В тот вечер все было как обычно. Нас обеих переполняло радостное волнение. Я не могла заснуть и попросила еще раз рассказать мне про стеклянную коробку с растениями. Присев на краешек моей кровати, она принялась тихим, мягким голосом объяснять, что террариумы раньше называли ящиками Уорда и предназначались они для того, чтобы люди могли выращивать растения в загрязненном лондонском воздухе и брать их в далекие путешествия, и что это изобретение навсегда изменило ботанику и облик садов Кью, а потом, когда мои веки потяжелели, а голова заполнилась папоротниками, Рита умолкла и укрыла меня простыней – для одеяла было слишком жарко.
Я проснулась в душной темноте. Меня разбудили леденящие кровь крики, разносившиеся этажом ниже. Мама умирала. Я спрятала голову под подушку и подумала: будь что будет, только бы побыстрее, чтобы ей больше не было больно. Большая Рита заглянула проверить, как я, и сказала, что утром в колыбельке уже будет лежать чудесная малышка. Но, когда она поправила прядку, упавшую мне на лицо, я почувствовала, что ее пальцы дрожат.
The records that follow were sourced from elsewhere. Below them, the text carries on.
PR #2014, opened 2024-09-03
Add required features note

### LINKED ISSUE #1662: Flag (and explain?) `honest-but-curious` (and `contrib`?) in API docs

mccalluc:
- Fix #1662
- Replace #1968
- Introduce pretty diffs in rust tests
- Add a test of docstring construction, but since it is only testing the new code, it's pretty under-powered.

This also removes a bit of special logic for the "Features" section in docstrings that was only used on one function. My sense is that keeping both it and this new feature warning could be confusing. In the long run, it would be good to explain places where `honest-but-curious` is required, but we should make sure that everything is in sync.

- See #1664


Shoeboxam (approved):
The general pattern here has been-- we have structured information in Rust, lets show it in the documentation from other languages.

PR #2026, opened 2024-09-11
pick just one binary

### LINKED ISSUE #2024: Python package fails to load in development environment
Now that `default-members = [".", "opendp_derive", "opendp_tooling"]`, an additional `opendp_derive.dylib` (mac) is emitted in the artifacts folder. This prevents the Python package from loading in dev environments, as the Python package expects exactly one matching binary.

One way to fix this would be to update the Python code to ignore this binary.

mccalluc:
- Fix #2024

### DIFF
--- a/python/src/opendp/_lib.py
+++ b/python/src/opendp/_lib.py
@@ -29,7 +29,7 @@ def _load_library():
         lib_dir_file_names = [
             p for p in lib_dir.iterdir()
             if p.suffix in {".so", ".dylib", ".dll", ".pyd"}
-            and p.stem == 'libopendp']
+            and p.stem.replace("lib", "") == "opendp"]
         if len(lib_dir_file_names) != 1:
             raise Exception(f"Expected exactly one binary to be present in {lib_dir}. Got: {lib_dir_file_names}")
         


python/src/opendp/_lib.py
```diff
@@ -26,7 +26,10 @@ def _load_library():
         lib_dir = Path(__file__).parent / ".." / ".." / ".." / 'rust' / 'target' / build_dir  # pragma: no cover
 
     if lib_dir.exists():
-        lib_dir_file_names = [p for p in lib_dir.iterdir() if p.suffix in {".so", ".dylib", ".dll", ".pyd"}]
+        lib_dir_file_names = [
+            p for p in lib_dir.iterdir()
+            if p.suffix in {".so", ".dylib", ".dll", ".pyd"}
+            and p.stem == 'libopendp']
```
Shoeboxam, line 32: If I recall correctly, on windows the stem doesn't include "lib". I think this will work:
```suggestion
            and p.stem.replace("lib", "") == "opendp"]
```

mccalluc: Thanks!

Shoeboxam (approved):

PR #2040, opened 2024-09-13
Document supported polars methods

### LINKED ISSUE #2025: Polars: documentation page with tables of supported APIs
Move this information, cut down and repurpose:
https://docs.google.com/spreadsheets/d/1w4H-qrSe9pkvNT2NhowfiIHNWXSseOyMX2nu5H6-RkQ/edit?gid=0#gid=0

mccalluc:
- Fix #2025

Draft for now:
- Is this the right place for this information? I think at one time there was an idea of adding a page in the tabular data section, but this seems more like reference material.
- Is a fourth column with doctests useful? Maybe they are useful, but cramming them in a table is a mistake.
- How should we explain where these can be used? They can't be used right after the `dp`, but they will work if `noise` or another method intervenes.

Через час я открыла окно и встала на колени, уперев подбородок в подоконник и уставившись на крыши, порозовевшие в лучах восходящего солнца. Так я и сидела, когда машина скорой помощи остановилась возле дома в том самом месте, где обычно тормозит с веселым лязгом молочный фургон, а потом акушерка сбежала вниз по ступенькам, и большой фонарь над дверью осветил сверток у нее в руках.
От шока у меня из головы вылетели все мысли, а потом меня вырвало. И я до сих пор ничего не помню. Я постоянно пытаюсь вспомнить, но не выходит: то, что я увидела, будто зачирикано ручкой, как лицо на фотографии. Папа говорит, что это к лучшему. Что бы я там ни увидела, это нужно забыть, а главное – помнить, что у меня всегда было излишне живое воображение. И никогда больше об этом не упоминать.